Problem statement
Every line below that contains the word "typedef" must be copied.

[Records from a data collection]
-- Opening Marker --

PR #231, opened 2024-07-31
Better WAV-file support, fixes #230

### LINKED ISSUE #230: Problems with multichannel WAV files
I tried compressing a stereo WAV file, which produced the error `invalid number of bytes per wav file sample`, even though the samples are 16-bit.

I think we should use `bits_per_sample` instead of `bytes_per_sample` in the `get_wav_field` function.

# Background
Header read in the `get_wav_field` function looks like this:
```
audio_format = 1
channel_count = 2
sampling_rate = 48000
bytes_per_second = 192000
bytes_per_sample = 4
bits_per_sample = 16
```
Notice `bytes_per_sample` and `bits_per_sample` values.

The data type is read from the header as:
``` rust
  let dtype = match header.bytes_per_sample {
    1 | 2 => Ok(DataType::Int16),
    3 => Ok(DataType::Int32),
    4 => Ok(DataType::Float32),
    _ => Err(anyhow!(
      "invalid number of bytes per wav file sample"
    )),
  }?;
```
While the `Header` field is named `bytes_per_sample`, it appears it should rather be named `bytes_per_block`. See header spec: https://en.wikipedia.org/wiki/WAV#WAV_file_header
```
   BytePerBloc     (2 bytes) : Number of bytes per block (NbrChannels * BitsPerSample / 8).
   BitsPerSample   (2 bytes) : Number of bits per sample
```

Changing the code to
``` rust
  let dtype = match header.bits_per_sample {
    8 | 16 => Ok(DataType::Int16),
    24 => Ok(DataType::Int32),
    32 => Ok(DataType::Float32),
    _ => Err(anyhow!(
      "invalid number of bits per wav file sample"
    )),
  }?;
```
allows `compress` to run without errors.

Skielex:
Check WAV header audio format and bit per sample to select proper data type for WAV samples. Fixes issues with multichannel WAV files #230.

### DIFF
--- a/pco_cli/src/input/audio.rs
+++ b/pco_cli/src/input/audio.rs
@@ -11,12 +11,26 @@ pub fn get_wav_field(path: &Path) -> Result<Option<Field>> {
   // this is excessively slow, but easy for now
   let mut file = File::open(path)?;
   let (header, _) = wav::read(&mut file)?;
-  let dtype = match header.bytes_per_sample {
-    1 | 2 => Ok(DataType::Int16),
-    3 => Ok(DataType::Int32),
-    4 => Ok(DataType::Float32),
+  let dtype = match header.audio_format {
+    wav::WAV_FORMAT_PCM => match header.bits_per_sample {
+      8 | 16 => Ok(DataType::Int16),
+      24 | 32 => Ok(DataType::Int32),
+      _ => Err(anyhow!(
+        "unsupported bit depth for WAV_FORMAT_PCM: {}",
+        header.bits_per_sample
+      )),
+    },
+    wav::WAV_FORMAT_IEEE_FLOAT => match header.bits_per_sample {
+      16 => Ok(DataType::Float16),
+      32 => Ok(DataType::Float32),
+      _ => Err(anyhow!(
+        "unsupported bit depth for WAV_FORMAT_IEEE_FLOAT: {}",
+        header.bits_per_sample
+      )),
+    },
     _ => Err(anyhow!(
-      "invalid number of bytes per wav file sample"
+      "unsupported audio format: {}",
+      header.audio_format
     )),
   }?;
   let name = path
--- a/pco_cli/src/input/audio.rs
+++ b/pco_cli/src/input/audio.rs
@@ -14,18 +14,11 @@ pub fn get_wav_field(path: &Path) -> Result<Option<Field>> {
   let dtype = match (header.audio_format, header.bits_per_sample) {
     (wav::WAV_FORMAT_PCM, 8 | 16) => Ok(DataType::Int16),
     (wav::WAV_FORMAT_PCM, 24 | 32) => Ok(DataType::Int32),
-    (wav::WAV_FORMAT_PCM, _) => Err(anyhow!(
-      "unsupported bit depth for WAV_FORMAT_PCM: {}",
-      header.bits_per_sample
-    )),
     (wav::WAV_FORMAT_IEEE_FLOAT, 32) => Ok(DataType::Float32),
-    (wav::WAV_FORMAT_IEEE_FLOAT, _) => Err(anyhow!(
-      "unsupported bit depth for WAV_FORMAT_IEEE_FLOAT: {}",
-      header.bits_per_sample
-    )),
     _ => Err(anyhow!(
-      "unsupported audio format: {}",
-      header.audio_format
+      "audio format {} with {} bits per sample not supported",
+      header.audio_format,
+      header.bits_per_sample
     )),
   }?;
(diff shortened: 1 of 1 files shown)


pco_cli/src/input/audio.rs
```diff
@@ -11,12 +11,26 @@ pub fn get_wav_field(path: &Path) -> Result<Option<Field>> {
...
+    wav::WAV_FORMAT_PCM => match header.bits_per_sample {
+      8 | 16 => Ok(DataType::Int16),
+      24 | 32 => Ok(DataType::Int32),
+      _ => Err(anyhow!(
+        "unsupported bit depth for WAV_FORMAT_PCM: {}",
+        header.bits_per_sample
+      )),
+    },
+    wav::WAV_FORMAT_IEEE_FLOAT => match header.bits_per_sample {
+      16 => Ok(DataType::Float16),
```
mwlon, line 24: Is this a real possibility? The `wav` crate doesn't allow decoding 16 bit floats (see `get_array` below), so I think we should only handle the int16, int32, and float32 cases.

pco_cli/src/input/audio.rs
```diff
@@ -11,12 +11,26 @@ pub fn get_wav_field(path: &Path) -> Result<Option<Field>> {
   // this is excessively slow, but easy for now
   let mut file = File::open(path)?;
   let (header, _) = wav::read(&mut file)?;
-  let dtype = match header.bytes_per_sample {
-    1 | 2 => Ok(DataType::Int16),
-    3 => Ok(DataType::Int32),
-    4 => Ok(DataType::Float32),
+  let dtype = match header.audio_format {
```
mwlon, line 14: Can we match both audio_format and bits_per_sample at once instead of nesting?

pco_cli/src/input/audio.rs
Skielex: Ok, I'll remove `16 => Ok(DataType::Float16),`.

pco_cli/src/input/audio.rs
Skielex: Definitely! Thought it was necessary to get accurate error messages at first, but this is ofc much nicer.

pco_cli/src/input/audio.rs
```diff
@@ -11,12 +11,21 @@ pub fn get_wav_field(path: &Path) -> Result<Option<Field>> {
...
+      header.bits_per_sample
+    )),
+    (wav::WAV_FORMAT_IEEE_FLOAT, 32) => Ok(DataType::Float32),
+    (wav::WAV_FORMAT_IEEE_FLOAT, _) => Err(anyhow!(
+      "unsupported bit depth for WAV_FORMAT_IEEE_FLOAT: {}",
+      header.bits_per_sample
+    )),
     _ => Err(anyhow!(
-      "invalid number of bytes per wav file sample"
+      "unsupported audio format: {}",
```
mwlon, line 27: Can we just have one failure case instead of 3, formatting in the format (with debug if necessary, `{:?}`).

Skielex: Sure, like this?
``` rust
  let dtype = match (header.audio_format, header.bits_per_sample) {
    (wav::WAV_FORMAT_PCM, 8 | 16) => Ok(DataType::Int16),
    (wav::WAV_FORMAT_PCM, 24 | 32) => Ok(DataType::Int32),
    (wav::WAV_FORMAT_IEEE_FLOAT, 32) => Ok(DataType::Float32),
    _ => Err(anyhow!(
      "unsupported audio format: {:?}",
      header
    )),
  }?;
```
Just thought it'd be more user friendly to provide a more accurate error message, but if you prefer to keep the code simpler that's fine with me :)

Skielex: Ok, technically they're both included above since the entire header is printed.

But we can print only `audio_format` and `bits_per_sample` if you prefer. Is this what you're looking for?
``` rust
  let dtype = match (header.audio_format, header.bits_per_sample) {
    (wav::WAV_FORMAT_PCM, 8 | 16) => Ok(DataType::Int16),
    (wav::WAV_FORMAT_PCM, 24 | 32) => Ok(DataType::Int32),
    (wav::WAV_FORMAT_IEEE_FLOAT, 32) => Ok(DataType::Float32),
    _ => Err(anyhow!(
      "audio format {} with {} bits per sample not supported",
      header.audio_format,
      header.bits_per_sample
    )),
  }?;
```
Otherwise, I think it's easier if you just fix it ;-)

mwlon (approved):

mwlon:
Thanks for your work!

PR #235, opened 2024-10-05
Changed C-binding data length to `size_t`

Skielex:
This removes arbitrary data size restriction from C-interface.

### DIFF
--- a/pco_c/include/cpcodec_generated.h
+++ b/pco_c/include/cpcodec_generated.h
@@ -7,18 +7,18 @@ typedef enum PcoError {
 
 typedef struct PcoFfiVec {
   const void *ptr;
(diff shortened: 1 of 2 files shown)


Skielex:
Should we change the other interface types to fixed width types (e.g., `int32_t`) while we're at it? I don't see why not.

mwlon:
@Skielex that sounds good to me. I'm no expert at this C interface business.

mwlon (approved):

Skielex:
I'll ask on Discord if anyone has a opinion on this. I think moving to modern fixed size types would be the right thing, but I'm no expert on C either.

Skielex:
Not a lot of response. I'll leave the others as they are.

PR #256, opened 2024-12-07
safer delta lookback decoding

mwlon:


mwlon:
Ah you're right, only panics were possible. I misremembered since it had been a while since I merged this. I'll correct the release notes.

PR #283, opened 2025-05-23
test for stack size of different structs

mwlon:
This is mainly to surface and track the information of how damn large some of these are. We could do something better.

@Skielex this may be informative if you're going to look into startup time performance.


Skielex:
I like this idea. Should we include all latest types? Decompressors drop quite significantly in size for smaller latents.

mwlon:
I don't think it's necessary to track more than u64 here. That's the largest latent size, and these are all just linearly related to latent size.

Skielex (approved):
lgtm
I assume we'll look at the todos in another PR

PR #297, opened 2025-06-13
Fix standalone decompression bug in FFI libs when no n_hint is present

mwlon:
Shared decompression logic with the main crate so that it's harder to mess up.

This bug would only appear in standalone and when running on ancient data or data written by the low-level APIs without an n_hint.

The problem was that we only set the dst vector's capacity according to `n_hint`, which is only a hint and not always present, but kept increasing its length and writing to the end, which could cause a segfault:
```rust
  let mut res: Vec<T> = Vec::with_capacity(n_hint);  // reasonable start
  while let MaybeChunkDecompressor::Some(mut chunk_decompressor) = ... {
    let initial_len = res.len();
    let remaining = chunk_decompressor.n();
    unsafe {
      res.set_len(initial_len + remaining); // DANGER
    }
    let progress = chunk_decompressor.decompress(&mut res[initial_len..])?;  // DANGER
 ```

### DIFF
--- a/pco/src/standalone/decompressor.rs
+++ b/pco/src/standalone/decompressor.rs
@@ -165,6 +165,15 @@ impl FileDecompressor {
     };
     Ok(MaybeChunkDecompressor::Some(res))
   }
+
+  pub fn simple_decompress<T: Number>(&self, mut src: &[u8]) -> PcoResult<Vec<T>> {
+    let mut res = Vec::with_capacity(self.n_hint());
+    while let MaybeChunkDecompressor::Some(mut chunk_decompressor) = self.chunk_decompressor(src)? {
+      chunk_decompressor.decompress_remaining_extend(&mut res)?;
+      src = chunk_decompressor.into_src();
+    }
+    Ok(res)
+  }
 }
 
 /// Holds metadata about a chunk and supports decompression.
--- a/pco/src/standalone/decompressor.rs
+++ b/pco/src/standalone/decompressor.rs
@@ -166,6 +166,17 @@ impl FileDecompressor {
     Ok(MaybeChunkDecompressor::Some(res))
   }
 
+  /// Takes in compressed bytes (after the header, at the start of the chunks)
+  /// and returns a vector of numbers.
+  ///
+  /// Will return an error if there are any compatibility, corruption,
+  /// or insufficient data issues.
+  ///
+  /// This function exists (in addition to the [standalone
+  /// functions][crate::standalone]) because the user may want to peek at the
+  /// dtype, allowing them to know which type `<T>` to use here. There is no
+  /// analagous file compressor method because the user always knows the dtype
+  /// during compression.
   pub fn simple_decompress<T: Number>(&self, mut src: &[u8]) -> PcoResult<Vec<T>> {
     let mut res = Vec::with_capacity(self.n_hint());
     while let MaybeChunkDecompressor::Some(mut chunk_decompressor) = self.chunk_decompressor(src)? {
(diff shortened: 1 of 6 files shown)

### CODE REVIEW

File: pco/src/standalone/decompressor.rs [hunk 1]
```diff
@@ -165,6 +165,26 @@ impl FileDecompressor {
...
+  ///
+  /// This function exists (in addition to the [standalone
+  /// functions][crate::standalone]) because the user may want to peek at the
+  /// dtype, allowing them to know which type `<T>` to use here. There is no
+  /// analagous file compressor method because the user always knows the dtype
+  /// during compression.
+  pub fn simple_decompress<T: Number>(&self, mut src: &[u8]) -> PcoResult<Vec<T>> {
+    let mut res = Vec::with_capacity(self.n_hint());
+    while let MaybeChunkDecompressor::Some(mut chunk_decompressor) = self.chunk_decompressor(src)? {
+      chunk_decompressor.decompress_remaining_extend(&mut res)?;
```
bzinberg, line 183: IIUC, this line (via [this](https://github.com/pcodec/pcodec/blob/c4c747784440ff05b9ab3a9a17fdaa5a821bbdf0/pco/src/standalone/decompressor.rs#L233) line, via [`Vec::reserve`](https://doc.rust-lang.org/std/vec/struct.Vec.html#method.reserve)) is where maybe-reallocation happens.  (It needed to happen somewhere, per the bug described in PR description.)

bzinberg: Tangentially, can these 6 lines be replaced with a call to `Vec::resize_with`?
https://github.com/pcodec/pcodec/blob/c4c747784440ff05b9ab3a9a17fdaa5a821bbdf0/pco/src/standalone/decompressor.rs#L231-L236

pco_java/src/main/rust/src/lib.rs
```diff
@@ -68,24 +70,11 @@ fn simple_compress_inner(
...
-    let initial_len = res.len(); // probably always zero to start, since we just created res
-    let remaining = chunk_decompressor.n();
-    unsafe {
-      res.set_len(initial_len + remaining);
-    }
-    let progress = chunk_decompressor.decompress(&mut res[initial_len..])?;
-    assert!(progress.finished);
-    src = chunk_decompressor.into_src();
-  }
-  let num_array = num_array::to_java(env, &res)?;
```
bzinberg, line 88: I see that this piece is a diverged almost-duplicate of the logic in `simple_decompress`, with this copy not having the bounds check.  I'll return to this in a bit to try to understand in detail what else exactly has been deleted here.

pco/src/standalone/decompressor.rs
mwlon: Unfortunately not, since we want to leave the memory uninitialized for performance reasons. We have to do something unsafe here. It would be nice if Rust had an unsafe one-liner for this, but I don't see such a thing.

bzinberg:
I'm attempting to add the Python test to a fresh fork of `main` and see it fail for the expected reason.  I don't see instructions for how to run the Python tests, @mwlon do those exist?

-- Closing Marker --

The answer
@@ -7,18 +7,18 @@ typedef enum PcoError {
 typedef struct PcoFfiVec {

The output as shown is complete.